The system works in the UK by combining Nielsen Online Campaign Ratings™, launched in October 2012, with TV data from BARB. Results are delivered in terms of reach, frequency, GRPs (Gross Rating Points), unique audience and impressions - all at a ‘by day’ level, during the campaign.

Nielsen UK managing director for digital, James Oates: “Consumers are increasingly living platform-agnostic lives, and all of us in advertising need to adapt to this. Creating a way to reach, measure and monetise inventory across screens and platforms advances the industry towards a high-calibre, seamless standard — one that will provide new opportunities for advertisers, agencies and publishers, crucially allowing a mutual exchange of value between buyer and seller.

“Nielsen Cross-Platform Campaign Ratings helps all players understand the impact of their campaigns, wherever they run — across platforms and markets around the world. It’s an exciting step forward.”

Leading to today’s UK launch, Nielsen conducted beta tests of Cross-Platform Campaign Ratings over the summer with a selection of leading brands, agencies, publishers and ad networks. One of the measured test campaigns was for Rank Group’s Mecca Bingo. Display media manager Ingrid Holliday explains: "We often run multi-platform ad campaigns. It’s therefore critical that we understand not just the level of combined TV-and-online exposure, but also the incremental reach delivered by online. Nielsen's Cross-Platform Campaign Ratings service is providing the answers to our multi-channel planning questions.”

Similarly, publisher-broadcaster BSkyB tested the system. Research and insight controller Rebecca Rangeley says: “Since we offer our customers flexible access to our content across multiple platforms, any service that measures platforms in a consistent, transparent way has our support. Getting a joined-up view of how and where our customers watch our content is an important goal for us, and Nielsen Cross-Platform Campaign ratings is an innovative step in the right direction towards allowing us to investigate the combined power of our TV and online platforms.”
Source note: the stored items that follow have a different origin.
PR #171, opened 2025-08-08
Bump spec lock file

felix91gr:
What it says in the title :)


felix91gr:
@PLeVasseur this is what you meant, right? :)

PR #175, opened 2025-08-18
 [Guideline] Do not invoke undefined behavior

AchimKriso:
I felt motivated to write some rules about unsafety in Rust.

This rule (or a variant thereof) seems inevitable, since most coding standards I'm aware of have a similar rule:

* CERT: [MSC15-C. Do not depend on undefined behavior](https://wiki.sei.cmu.edu/confluence/display/c/MSC15-C.+Do+not+depend+on+undefined+behavior)
* MISRA C 2025 Rule 1.3 and MISRA C++ 2023 Rule 4.1.3: There shall be no occurrence of undefined or critical unspecified behaviour

PR #176, opened 2025-08-18
[Guideline] Add guideline requiring wrapping unsafe code in safe abstractions

AchimKriso:
Like #175, this is a low hanging fruit of a guideline.

While there aren't analogous guidelines for CERT or MISRA (as far as I know) this is mostly due to the fact that C or C++ do not have the same safe-unsafe split.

Early findings show wide variance in ‘incremental reach’
Early results from the various-sized test campaigns with 10 different brands show that there’s a variance in ‘incremental reach’ (the additional people who see a campaign online who would not have seen it on TV) of between 0.4% and 14.1% when looking at an advertiser’s specified audience for its campaign, with the average being 4.1%.

The UK beta tests also show that incremental reach is affected by the age and gender of the desired audience for the campaign (see chart). For campaigns aimed at young men, adding online placements to a TV schedule tends to generate significantly higher incremental reach than for campaigns aimed at young women.

Other early findings show that the bigger the size of a TV campaign, the lower the levels of incremental reach online. And people who see a campaign’s ads both online and on TV don’t necessarily see them more frequently than those who only see them on just one platform.